(Collected data)
++++++++++++++++++++
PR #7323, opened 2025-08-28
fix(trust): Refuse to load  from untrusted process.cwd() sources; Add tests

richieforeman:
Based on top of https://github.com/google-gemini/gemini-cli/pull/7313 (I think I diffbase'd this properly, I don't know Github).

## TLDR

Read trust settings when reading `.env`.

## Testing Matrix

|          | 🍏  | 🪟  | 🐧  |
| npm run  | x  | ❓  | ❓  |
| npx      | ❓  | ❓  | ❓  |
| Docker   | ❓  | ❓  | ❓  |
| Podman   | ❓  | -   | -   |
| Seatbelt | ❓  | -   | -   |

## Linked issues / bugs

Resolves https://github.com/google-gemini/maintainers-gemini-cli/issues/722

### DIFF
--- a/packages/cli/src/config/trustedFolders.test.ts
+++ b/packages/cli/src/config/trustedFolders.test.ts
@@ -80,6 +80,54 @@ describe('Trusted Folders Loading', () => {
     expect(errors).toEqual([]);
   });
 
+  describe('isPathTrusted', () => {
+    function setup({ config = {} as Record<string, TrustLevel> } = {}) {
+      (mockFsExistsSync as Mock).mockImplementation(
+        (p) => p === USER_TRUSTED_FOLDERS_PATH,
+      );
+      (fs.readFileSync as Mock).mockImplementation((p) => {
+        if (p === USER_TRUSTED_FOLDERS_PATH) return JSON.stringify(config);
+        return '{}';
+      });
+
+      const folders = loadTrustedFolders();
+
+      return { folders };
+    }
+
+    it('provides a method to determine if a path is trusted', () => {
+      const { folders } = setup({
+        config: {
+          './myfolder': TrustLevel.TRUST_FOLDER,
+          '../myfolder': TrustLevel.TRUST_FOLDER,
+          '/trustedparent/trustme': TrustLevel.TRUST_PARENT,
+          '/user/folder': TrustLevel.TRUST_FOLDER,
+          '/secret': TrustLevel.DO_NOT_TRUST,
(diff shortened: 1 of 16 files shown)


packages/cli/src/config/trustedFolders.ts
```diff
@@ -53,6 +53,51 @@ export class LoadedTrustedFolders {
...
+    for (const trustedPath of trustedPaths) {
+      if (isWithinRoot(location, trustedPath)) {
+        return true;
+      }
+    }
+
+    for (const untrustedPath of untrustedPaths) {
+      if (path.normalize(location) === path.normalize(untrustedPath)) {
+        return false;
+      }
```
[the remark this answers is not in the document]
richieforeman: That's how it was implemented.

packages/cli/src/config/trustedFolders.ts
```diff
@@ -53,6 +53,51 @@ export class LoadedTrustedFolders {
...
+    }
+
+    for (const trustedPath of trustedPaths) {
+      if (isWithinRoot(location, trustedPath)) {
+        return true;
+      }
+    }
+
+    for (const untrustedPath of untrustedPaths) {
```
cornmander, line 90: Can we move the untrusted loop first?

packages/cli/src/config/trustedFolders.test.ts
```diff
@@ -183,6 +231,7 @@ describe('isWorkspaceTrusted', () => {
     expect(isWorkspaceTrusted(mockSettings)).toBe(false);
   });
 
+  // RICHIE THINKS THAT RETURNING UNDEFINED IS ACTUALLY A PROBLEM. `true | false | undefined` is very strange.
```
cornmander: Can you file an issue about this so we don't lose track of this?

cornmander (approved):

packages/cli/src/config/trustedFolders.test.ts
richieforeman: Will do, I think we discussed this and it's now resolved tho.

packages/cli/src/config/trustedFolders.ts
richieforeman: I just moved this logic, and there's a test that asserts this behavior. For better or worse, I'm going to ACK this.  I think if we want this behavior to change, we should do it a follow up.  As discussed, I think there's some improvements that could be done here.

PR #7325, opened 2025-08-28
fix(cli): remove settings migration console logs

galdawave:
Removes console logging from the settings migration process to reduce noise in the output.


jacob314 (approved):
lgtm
++++++++++++++++++++
— How to complete this task —
Provide the number of lines in the data above that contain the string "opened", and nothing else.

— The answer —
2